Geschätzt werden derzeit 7000 bis 8000 Teilnehmerinnen und Teilnehmer. Der Block des internationalistischen Bündnisses, der MLPD, des Jugendverbandes Rebell und kämpferischer Kolleginnen und Kollegen aus Betrieben wie Siemens, Evonik, Widia war ein Anziehungspunkt in der Demonstration.

 

Hier kamen am offenen Mikrofon die verschiedensten Kräfte zu Wort. Mehrere Dutzend Schülerinnen und Schüler sprachen zu ihren vielfältigsten Anliegen.
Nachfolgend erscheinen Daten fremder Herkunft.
PR #4155, opened 2020-09-02
Add aws secrets backend and move staging to it

dannyroberts:
https://dimagi-dev.atlassian.net/browse/SAAS-11241

This one's kind of a big one but I tried to keep the commit history fairly clean. I've been nursing this PR for a while now and I'm sure there are some rough edges but I think I want to put it out there and get it on the path to getting merged.

This PR lets environments using AWS put `secrets_backend: aws-secrets` in their `meta.yml` file and switch to using AWS Secrets Manager instead of ansible-vault. The new `cchq <env> migrate-secrets <from_backend>` command lets you prime your new secrets backend (the one specified in `meta.yml`) with the values from the old one (`<from_backend>`).

This PR does not yet remove staging vault to leave a window for other PRs in the process of changing the staging vault file. I'll subsequently check to make sure they're the same, reconcile if they're not, and delete the vault file.

## migration/transition steps for staging

The migration/transition steps for staging are:
- [ ] Merge this PR
- [ ] Directly after that on an updated master, runs `cchq staging migrate-secrets ansible-vault` one final time
- [ ] Delete `environments/staging/vault.yml`, commit that, and make a PR for it

I (Danny) will make sure we do those

That's kind of it. There shouldn't be anything extra other devs have to do or know to continue interacting with staging normally. This PR contains all the changes needed to make staging seamlessly pull its secrets into memory form ̄WS Secrets Manager.

## Changes to dev workflows for aws-secrets (vs ansible-vault)

The only difference for you as a dev will be that
- you won't be asked for a vault password
- instead you will be asked to do the CLI-triggered AWS single sign on workflow (that some other commands already use) now and then
- you can no longer edit secrets using `ansible-vault view|edit environments/<env>/vault.yml`. Instead use `cchq <env> secrets view|edit <SECRET>`

@sanjay2916 FYI

##### ENVIRONMENTS AFFECTED
staging


knguyen142:
Can you outline the migration/transition steps?

dannyroberts:
@knguyen142 Updated the description

src/commcare_cloud/ansible/plugins/lookup/cached_aws_secret.py
```diff
@@ -0,0 +1,32 @@
+from ansible.plugins.lookup import aws_secret
+
+__metaclass__ = type
+
+DOCUMENTATION = aws_secret.DOCUMENTATION
+RETURN = aws_secret.RETURN
+
+
+class LookupModule(aws_secret.LookupModule):
+    _secrets_cache = {}
```
millerdev: You're adding caching here while the implementation of `AwsSecretsBackend.get_secret` constructs a new session and client on every call.

https://github.com/dimagi/commcare-cloud/blob/f5c96e856c5b0485f9309cb0a173f24781e30310/src/commcare_cloud/environment/secrets/backends/aws_secrets/main.py#L43-L46

Is it possible that that overhead is why it was slow enough that you needed to add caching? For example, is it possible that the client already does caching and this new cache you've added is not needed?

src/commcare_cloud/ansible/plugins/lookup/cached_aws_secret.py
```diff
@@ -1,27 +1,34 @@
...
                 print('Fetching', terms)
                 try:
                     value = super(LookupModule, self).run(terms, variables, **kwargs)
                 except Exception as e:
                     print('Caching error: ', e)
                     value = e
-                self._secrets_cache[terms] = value
-
-            value = self._secrets_cache[terms]
+                self.set_cache(term, value, inventory_dir=variables['inventory_dir'])
```
millerdev: Why save the exception in the cache?

src/commcare_cloud/ansible/plugins/lookup/cached_aws_secret.py
```diff
@@ -30,3 +37,33 @@ def run(self, terms, variables, **kwargs):
...
         else:
             return value
+
+    def get_cache(self, term, inventory_dir):
+        try:
+            with open(self._secrets_cache_filename(term, inventory_dir=inventory_dir), 'rb') as f:
+                contents = f.read()
+                if contents == b'FETCHING':
+                    time.sleep(1)
+                    return self.get_cache(term, inventory_dir=inventory_dir)
```
millerdev: The logic here is convoluted. It seems like it should be possible to refactor to remove the sleep and recursive call, which should clear it up quite a bit.

millerdev (commented):
It looks like the only tests are for happy-path secrets lookup, but there is a fair amount of error conditions handled in the code. Would it be possible to test more of those error conditions?

src/commcare_cloud/environment/secrets/backends/aws_secrets/main.py
```diff
@@ -21,5 +23,13 @@ def get_extra_ansible_env_vars(self):
         return {'AWS_REGION': self.environment.terraform_config.region}
 
     def get_secret(self, var):
-        # Will implement this shortly
+        from commcare_cloud.commands.terraform.aws import aws_sign_in
+        return (
+            boto3.session.Session(profile_name=aws_sign_in(self.environment)).client(
+                'secretsmanager', region_name=self.environment.terraform_config.region
+            )
+            .get_secret_value(SecretId='commcare-{}/{}'.format(self.environment.name, var))['SecretString']
```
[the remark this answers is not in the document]
dannyroberts: Oops, thanks. I think I'll opt to just use `secret_name_prefix` throughout

src/commcare_cloud/commands/secrets.py
```diff
@@ -36,3 +38,29 @@ def _secrets_edit(self, environment, secret_name):
...
+    )
+
+    arguments = (
+        Argument(dest='from_backend'),
+    )
+
+    def run(self, args, unknown_args):
+        environment = get_environment(args.env_name)
+        from_backend = all_secrets_backends_by_name[args.from_backend].from_environment(environment)
+        to_backend = environment.secrets_backend
```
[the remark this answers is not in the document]
dannyroberts: Yeah sure I'll add that

src/commcare_cloud/environment/secrets/backends/aws_secrets/main.py
```diff
@@ -25,14 +27,15 @@ def get_extra_ansible_env_vars(self):
 
     def get_secret(self, var):
         from commcare_cloud.commands.terraform.aws import aws_sign_in
-        return (
+        return json.loads(
             boto3.session.Session(profile_name=aws_sign_in(self.environment)).client(
                 'secretsmanager', region_name=self.environment.terraform_config.region
             )
```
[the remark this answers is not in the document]
dannyroberts: 🤦 thanks

src/commcare_cloud/ansible/plugins/lookup/cached_aws_secret.py
dannyroberts: I think no, but let me try to explain.

This `cached_aws_secret` plugin is called from ansible, while `AwsSecretsBackend.get_secret` is called from commcare-cloud. In commcare-cloud, we have full control of the code paths and it'll be easy to add caching later if it's needed, but typically `AwsSecretsBackend.get_secret` is called zero to one times within commcare-cloud, and maybe up to a handful in steady state normal operations; ansible on the other hand makes tons of repeat calls to the plugin: once per secret per task per machine. So if there is one task (e.g. copy localsettings) that needs 20 secrets on 12 machines, followed by another task (e.g copy applications.properties for formplayer) that needs a subset of those same secrets, say 10 secrets on 40 machines, then it'll make a total of 20 x 12 + 10 x 40 = 640 calls for secrets. With the caching I do here, we can instead make just 20 calls.

src/commcare_cloud/ansible/plugins/lookup/cached_aws_secret.py
dannyroberts: The most common exception is that the secret doesn't exist. I want to cache that so that next time the same secret is asked for in the same ansible run, we already know it doesn't exist and don't need to make another API request

src/commcare_cloud/ansible/plugins/lookup/cached_aws_secret.py
dannyroberts: It's probably possible to remove the recursive call, but I don't think it's possible to remove the sleep (maybe reduce it, but not remove it). What's going on here is that during the execution of a task, ansible makes N forks, where N is the number of machines the task will run on. Each of these forks then more or less simultaneously calls this plugin for secrets, usually in the same order. Instead of N forks collectively making N calls for secret X, we want whichever gets there first to claim that responsibility by writing 'FETCHING' to the cache file, and for all the other forks to wait until a value other than 'FETCHING' appears in the cache file. This results in one request per secret rather than N requests per secret.

dannyroberts: I took a stab at refactoring this for better readability

src/commcare_cloud/ansible/plugins/lookup/cchq_aws_secret.py
```diff
@@ -0,0 +1,91 @@
...
+                    contents = f.read()
+                    if contents == LOOKUP_IN_PROGRESS_ON_ANOTHER_FORK:
+                        # If another fork is in the progress of looking this up
+                        # wait a short while and then try again from the top of the while True loop
+                        time.sleep(.100)
+                        continue
+                    return cPickle.loads(Fernet(self._encryption_key()).decrypt(contents))
+            except (IOError, InvalidToken, cPickle.UnpicklingError):
+                with open(self._secrets_cache_filename(term, inventory_dir=inventory_dir), 'wb') as f:
+                    f.write(LOOKUP_IN_PROGRESS_ON_ANOTHER_FORK)
```
millerdev, line 72: There's a race condition here where two processes both try to read the cache, but it's empty, so they both start writing. Is there any chance that could cause a bad outcome?

src/commcare_cloud/ansible/plugins/lookup/cchq_aws_secret.py
```diff
@@ -0,0 +1,91 @@
...
+    to encrypt values and write them to disk in files <env_dir>/.generated/.
+    After the run is over, the encryption key is lost to time and the files are useless
+    and indecipherable even by the person who ran it.
+    """
+    def run(self, terms, variables, **kwargs):
+        terms = tuple(terms)
+        term, = terms
+        value = self.get_cache(term, inventory_dir=variables['inventory_dir'])
+        try:
+            if value is Ellipsis:
```
millerdev, line 36: Nit: this is an abuse of `Ellipsis`, but you might as well use the syntax as it was intended.
```suggestion
            if value is ...:
```

src/commcare_cloud/ansible/plugins/lookup/cchq_aws_secret.py
```diff
@@ -0,0 +1,91 @@
...
+                    if contents == LOOKUP_IN_PROGRESS_ON_ANOTHER_FORK:
+                        # If another fork is in the progress of looking this up
+                        # wait a short while and then try again from the top of the while True loop
+                        time.sleep(.100)
+                        continue
+                    return cPickle.loads(Fernet(self._encryption_key()).decrypt(contents))
+            except (IOError, InvalidToken, cPickle.UnpicklingError):
+                with open(self._secrets_cache_filename(term, inventory_dir=inventory_dir), 'wb') as f:
+                    f.write(LOOKUP_IN_PROGRESS_ON_ANOTHER_FORK)
+                return Ellipsis
```
millerdev, line 73:
```suggestion
                return ...
```

src/commcare_cloud/ansible/plugins/lookup/cchq_aws_secret.py
```diff
@@ -0,0 +1,91 @@
...
+    Adds commcare-cloud specific caching to aws_secret lookup plugin for big speedup
+    Also assumes the value is json and returns the string json-decoded unlike aws_secret.
+
+    To cache even between forks of the same process/run, we use a one-time process-wide key
+    to encrypt values and write them to disk in files <env_dir>/.generated/.
+    After the run is over, the encryption key is lost to time and the files are useless
+    and indecipherable even by the person who ran it.
+    """
+    def run(self, terms, variables, **kwargs):
+        terms = tuple(terms)
```
millerdev, line 32: nit: curious why this line is necessary?

src/commcare_cloud/ansible/plugins/lookup/cchq_aws_secret.py
```diff
@@ -0,0 +1,91 @@
...
+        value = self.get_cache(term, inventory_dir=variables['inventory_dir'])
+        try:
+            if value is Ellipsis:
+                logging.debug('Fetching secret {}'.format(terms))
+                try:
+                    value = super(LookupModule, self).run(terms, variables, **kwargs)
+                except Exception as e:
+                    logging.debug('Caching error fetching secret: {}'.format(e))
+                    value = e
+                self.set_cache(term, value, inventory_dir=variables['inventory_dir'])
```
millerdev, line 43: It's not clear what `term` and `value` are. Is there one term per secret, or something else? If one per secret, does that mean there is a separate cache file per secret?

src/commcare_cloud/ansible/plugins/lookup/cchq_aws_secret.py
```diff
@@ -0,0 +1,91 @@
...
+        except Exception as e:
+            logging.warn('There was an error fetching or caching the secret: {}'.format(e))
+            raise
+
+        if isinstance(value, Exception):
+            raise value
+        else:
+            return [json.loads(item) for item in value]
```
millerdev, line 51: Where is the corresponding `json.dumps` for this `json.loads`?

millerdev (approved):
I'm still a little skeptical of the secrets caching. It seems like a problem that everyone would have, so why do we need a special solution?

Other than the "wait forever" comment, which can be addressed in a separate PR if you want, I think most of my comments are nitpicks or just trying to understand the code it works. I don't have a good reason to hold this up other than hesitance over what seems like an overly complicated solution so I'm approving (a bit reluctantly).

src/commcare_cloud/ansible/plugins/lookup/cchq_aws_secret.py
dannyroberts: In the case that two processes wrote to the same file at the same time, leaving it in a corrupted state, other threads would try to read it, fail to decrypt and unpickle the corrupted binary, and just opt to fetch it fresh themselves. That's obviously less ideal than the caching working, but my estimation is that it's fairly low and when it does happen there's no real catastrophic effect.

dannyroberts (commented):
> It seems like a problem that everyone would have, so why do we need a special solution?

Yeah I had the same reaction. But I dug around for any sign of the ability to turn on caching both across forks of the same tasks and across tasks, and neither was built in to the plugin. So either not that many people use this built-in ansible lookup plugin, or it's intended more for fetching a couple passwords once rather than the way we're using it; hard to say. But for sure I took no pleasure in whipping together this caching solution; it's just that without it something that should take 15-20s would take minutes. I tried seeing if there was some concurrency-safe shared memory construct we could use to cache values in memory between the forks, and everything I saw was both somewhat complicated and needed to be set up during the forking itself, something that's outside of our control here. So encrypting with a temporary shared key into files stored locally was the best thing I could come up with that worked, unfortunately

src/commcare_cloud/ansible/plugins/lookup/cchq_aws_secret.py
millerdev: I see. Would it be possible to use `aws_secret.LookupModule` here rather than `AwsSecretsBackend` (which does the `loads` in `_get_secret`)? That would make the symmetry more obvious.

dannyroberts: We offlined. The issue is that here https://github.com/dimagi/commcare-cloud/pull/4155/files#diff-2898f3b64f32105af2b0b4f8e1c92617R33 where the lookup expression is inserted to a variable that gets passed into ansible, our ability to conditionally decode json and handle the error that would come up is pretty limited, and I found moving it into here was the only way to get the desired behavior on good and bad inputs. It's possible that if we simplified the different default values secrets variables can take (like by making them all default to `None` rather than some to `None` and some to `''`) then we could move this back out and make this lookup plugin compatible with `aws_secret`.

In the meantime I will just better document the incompatibility through comments.

millerdev (approved):

dannyroberts:
@dimagi/team-commcare-hq @sanjay2916  This PR changes staging to use AWS Secrets manager instead of ansible vault. Here's how this affects you:
- I'm handling migrating existing secrets on master from ansible to AWS Secrets manager. If you have an open PR that modifies staging/vault.yml (I don't think there are any) you will have to apply that change again to the new backend
- To change staging secrets, use `cchq staging secrets edit MY_SECRET` when you previously would have edited the vault file and made a PR. (You can double check your work by running `cchq staging secrets  view MY_SECRET` afterwards.)
- If you have any issues running any commands on staging with failures fetching secrets, please let me know right away. In the meantime, try running it on the control machine which has access to the secrets through EC2 IAM roles instead of through personal access keys
- Where you were previously prompted for a vault password, you will no longer be. If you used that as a "gate" just be aware you won't be able to anymore. If this becomes an issue, we can make the choice to add back a gate there, but I decided to start with the simpleminded approach that fewer prompts is better

src/commcare_cloud/commands/terraform/aws.py
```diff
@@ -343,6 +347,18 @@ def aws_sign_in(environment, duration_minutes=DEFAULT_SIGN_IN_DURATION_MINUTES,
                                      force_new=force_new)
 
 
+def is_ec2_instance_in_account(account_id):
+    try:
+        aws_instance_identity_doc = requests.get(
+            'http://169.254.169.254/latest/dynamic/instance-identity/document',
```
snopoke, line 353: how come this IP is hard coded? Is it a global AWS endpoint?

src/commcare_cloud/ansible/setup_pg_logical_replication.yml
```diff
@@ -144,7 +144,7 @@
       postgres
       postgresql_query:
         db: '{{ item.target_db_name }}'
-        query: "GRANT USAGE ON SCHEMA pglogical TO {{ secrets.POSTGRES_USERS.commcare }};"
+        query: "GRANT USAGE ON SCHEMA pglogical TO {{ postgres_users.commcare }};"
```
snopoke, line 147: @dannyroberts I assume this should also be applied to other places e.g. inside env config files for ICDS

dannyroberts: Yup. I didn't make a big stink about it because for environments using the ansible-vault backend, `secrets.*` syntax should continue to work as before, so if that's strictly in config files, I'd maybe encourage switching syntax but it's up to you

src/commcare_cloud/commands/terraform/aws.py
dannyroberts: It's an AWS EC2 instance thing described here https://docs.aws.amazon.com/AWSEC2/latest/UserGuide/instance-identity-documents.html. But basically that IP address is available from EC2 instances but returns information specific to the EC2 instance you are requesting it from. To quote that link
> The IP address 169.254.169.254 is a link-local address and is valid only from the instance.

Sorry for the very late reply!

Unter anderem sprach auch Gabi Fechtner, die Vorsitzende der MLPD. Zaghafte Versuche, diesen Block zu behindern oder zu stören, wurden souverän gekontert. Unter der Masse der Teilnehmerinnen und Teilnehmer stießen undemokratische Ausgrenzungsversuche auf großes Unverständnis.

 

Gabi Fechtner griff das allein herrschende internationale Finanzkapital als Hauptverursacher der Umweltzerstörung an. Sie würdigte die Bedeutung von Fridays for Future als größter Jugend-Umweltbewegung, die sich entwickelt hat. Sie hat gleichzeitig klar darauf hingewiesen, dass hier in dieser Bewegung eine überparteiliche Grundlage notwendig ist. Dass diese Bewegung weiter gestärkt werden muss. Sie sprach sich für die Einheit von Arbeiter-, Jugend- und Umweltbewegung aus. Und dass die Arbeiterinnen und Arbeiter ein Rückgrat dieser Bewegung sein werden. Gabi Fechtner ging zudem auf die Perspektive des Sozialismus ein, einer Gesellschaft, in der die Einheit von Mensch und Natur wieder gefestigt und höherentwickelt werden kann.